Look through the material below and say how many of its lines carry the string "docstrings". Only the number should be given.

○ ○ ○ ○

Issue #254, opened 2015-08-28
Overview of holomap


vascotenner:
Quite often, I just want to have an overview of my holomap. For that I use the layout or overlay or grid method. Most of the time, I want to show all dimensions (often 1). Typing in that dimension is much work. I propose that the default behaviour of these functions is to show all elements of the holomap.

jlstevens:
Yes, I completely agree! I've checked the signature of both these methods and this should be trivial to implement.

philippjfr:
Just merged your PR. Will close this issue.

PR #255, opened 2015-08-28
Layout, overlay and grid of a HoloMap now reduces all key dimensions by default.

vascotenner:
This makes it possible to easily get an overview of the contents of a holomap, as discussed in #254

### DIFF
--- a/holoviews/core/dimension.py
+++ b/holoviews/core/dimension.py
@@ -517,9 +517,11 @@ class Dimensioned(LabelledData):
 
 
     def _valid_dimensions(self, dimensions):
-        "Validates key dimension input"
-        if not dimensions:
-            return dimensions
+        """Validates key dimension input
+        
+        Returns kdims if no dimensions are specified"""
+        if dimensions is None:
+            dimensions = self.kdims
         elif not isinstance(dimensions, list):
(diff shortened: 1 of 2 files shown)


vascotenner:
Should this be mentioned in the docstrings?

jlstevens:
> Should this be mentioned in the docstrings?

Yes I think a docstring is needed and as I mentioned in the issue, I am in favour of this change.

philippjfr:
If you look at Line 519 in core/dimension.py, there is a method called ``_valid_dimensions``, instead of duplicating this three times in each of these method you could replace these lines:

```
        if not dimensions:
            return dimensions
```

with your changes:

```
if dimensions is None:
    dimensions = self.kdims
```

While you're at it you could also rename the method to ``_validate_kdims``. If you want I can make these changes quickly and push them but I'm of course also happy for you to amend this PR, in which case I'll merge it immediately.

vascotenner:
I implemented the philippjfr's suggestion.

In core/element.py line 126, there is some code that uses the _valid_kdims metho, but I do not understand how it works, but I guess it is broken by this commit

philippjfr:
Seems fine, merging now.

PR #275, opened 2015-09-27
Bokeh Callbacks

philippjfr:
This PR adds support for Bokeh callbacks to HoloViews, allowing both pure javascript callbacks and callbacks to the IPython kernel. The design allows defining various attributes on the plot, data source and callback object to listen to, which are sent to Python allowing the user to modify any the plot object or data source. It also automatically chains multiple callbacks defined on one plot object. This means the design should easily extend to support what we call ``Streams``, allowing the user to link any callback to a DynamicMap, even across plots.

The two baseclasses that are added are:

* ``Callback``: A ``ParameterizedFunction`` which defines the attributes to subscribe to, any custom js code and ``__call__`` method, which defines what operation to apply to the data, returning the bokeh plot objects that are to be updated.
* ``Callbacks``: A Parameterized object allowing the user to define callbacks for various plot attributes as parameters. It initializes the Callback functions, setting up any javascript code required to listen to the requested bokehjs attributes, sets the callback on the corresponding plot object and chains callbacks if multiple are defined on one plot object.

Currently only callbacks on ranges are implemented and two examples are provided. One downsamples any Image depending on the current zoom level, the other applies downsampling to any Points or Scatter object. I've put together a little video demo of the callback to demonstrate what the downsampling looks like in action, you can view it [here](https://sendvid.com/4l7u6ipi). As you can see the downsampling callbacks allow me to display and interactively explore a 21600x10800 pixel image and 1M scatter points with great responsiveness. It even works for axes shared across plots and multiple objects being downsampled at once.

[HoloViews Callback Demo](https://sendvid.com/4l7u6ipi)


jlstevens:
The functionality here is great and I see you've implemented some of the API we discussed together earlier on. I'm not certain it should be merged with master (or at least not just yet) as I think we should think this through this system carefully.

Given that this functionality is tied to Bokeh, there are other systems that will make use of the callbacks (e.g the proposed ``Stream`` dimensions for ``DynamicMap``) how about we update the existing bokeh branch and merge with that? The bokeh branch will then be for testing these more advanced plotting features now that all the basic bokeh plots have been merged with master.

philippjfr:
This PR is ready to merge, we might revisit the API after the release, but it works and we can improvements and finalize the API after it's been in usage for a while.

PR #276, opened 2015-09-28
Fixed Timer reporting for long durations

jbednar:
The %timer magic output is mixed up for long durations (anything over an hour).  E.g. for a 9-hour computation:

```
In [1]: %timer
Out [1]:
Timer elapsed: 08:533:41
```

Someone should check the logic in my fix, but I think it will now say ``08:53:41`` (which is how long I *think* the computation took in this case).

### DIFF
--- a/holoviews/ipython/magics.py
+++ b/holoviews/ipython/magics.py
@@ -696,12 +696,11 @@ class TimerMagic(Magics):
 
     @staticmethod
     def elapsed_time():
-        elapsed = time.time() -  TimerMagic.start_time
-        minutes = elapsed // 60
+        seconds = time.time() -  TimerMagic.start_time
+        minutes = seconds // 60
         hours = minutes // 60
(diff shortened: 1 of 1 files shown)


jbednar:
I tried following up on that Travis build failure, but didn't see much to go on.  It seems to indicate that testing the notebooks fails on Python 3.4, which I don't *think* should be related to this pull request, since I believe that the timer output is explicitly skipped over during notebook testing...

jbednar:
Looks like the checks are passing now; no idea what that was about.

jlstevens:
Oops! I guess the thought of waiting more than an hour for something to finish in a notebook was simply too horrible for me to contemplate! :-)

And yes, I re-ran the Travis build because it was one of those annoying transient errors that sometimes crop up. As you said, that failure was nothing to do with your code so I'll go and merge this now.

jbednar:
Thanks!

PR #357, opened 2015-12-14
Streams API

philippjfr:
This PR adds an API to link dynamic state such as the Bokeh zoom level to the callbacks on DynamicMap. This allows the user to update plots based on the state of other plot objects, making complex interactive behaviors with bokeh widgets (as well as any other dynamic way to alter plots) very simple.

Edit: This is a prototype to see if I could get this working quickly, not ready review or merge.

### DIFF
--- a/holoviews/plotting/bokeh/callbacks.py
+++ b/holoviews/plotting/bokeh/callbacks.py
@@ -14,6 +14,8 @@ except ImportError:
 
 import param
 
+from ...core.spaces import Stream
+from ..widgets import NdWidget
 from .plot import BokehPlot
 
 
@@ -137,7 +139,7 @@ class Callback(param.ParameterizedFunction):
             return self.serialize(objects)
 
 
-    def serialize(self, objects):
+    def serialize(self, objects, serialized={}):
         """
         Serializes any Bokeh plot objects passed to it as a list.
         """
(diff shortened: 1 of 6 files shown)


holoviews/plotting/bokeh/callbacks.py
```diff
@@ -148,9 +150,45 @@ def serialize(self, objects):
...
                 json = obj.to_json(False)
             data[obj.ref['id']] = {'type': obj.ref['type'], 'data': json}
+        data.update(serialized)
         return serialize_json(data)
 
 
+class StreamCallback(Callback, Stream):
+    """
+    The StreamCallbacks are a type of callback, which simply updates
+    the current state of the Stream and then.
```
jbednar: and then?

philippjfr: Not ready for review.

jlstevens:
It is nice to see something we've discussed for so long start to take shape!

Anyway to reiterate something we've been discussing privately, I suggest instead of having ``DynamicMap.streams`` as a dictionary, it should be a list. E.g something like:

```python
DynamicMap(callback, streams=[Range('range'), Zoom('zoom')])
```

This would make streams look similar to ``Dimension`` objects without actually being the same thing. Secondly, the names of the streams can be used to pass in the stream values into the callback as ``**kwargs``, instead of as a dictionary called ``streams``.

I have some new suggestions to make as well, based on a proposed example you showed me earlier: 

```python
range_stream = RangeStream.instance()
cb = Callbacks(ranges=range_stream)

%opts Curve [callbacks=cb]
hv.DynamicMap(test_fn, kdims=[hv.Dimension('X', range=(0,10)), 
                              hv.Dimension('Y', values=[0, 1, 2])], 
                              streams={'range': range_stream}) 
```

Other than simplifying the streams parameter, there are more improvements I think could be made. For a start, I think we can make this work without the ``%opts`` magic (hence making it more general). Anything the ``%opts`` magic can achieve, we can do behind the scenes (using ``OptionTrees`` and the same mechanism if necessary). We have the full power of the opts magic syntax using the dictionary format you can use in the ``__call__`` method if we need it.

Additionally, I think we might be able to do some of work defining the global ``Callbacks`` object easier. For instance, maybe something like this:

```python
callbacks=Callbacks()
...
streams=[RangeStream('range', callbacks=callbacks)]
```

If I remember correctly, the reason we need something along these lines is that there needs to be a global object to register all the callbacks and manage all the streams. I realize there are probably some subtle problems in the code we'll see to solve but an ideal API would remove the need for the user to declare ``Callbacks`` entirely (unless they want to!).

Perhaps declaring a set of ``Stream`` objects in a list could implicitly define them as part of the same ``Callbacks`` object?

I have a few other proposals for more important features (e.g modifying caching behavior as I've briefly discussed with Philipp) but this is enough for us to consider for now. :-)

○ ○ ○ ○

● Solution for this problem:
2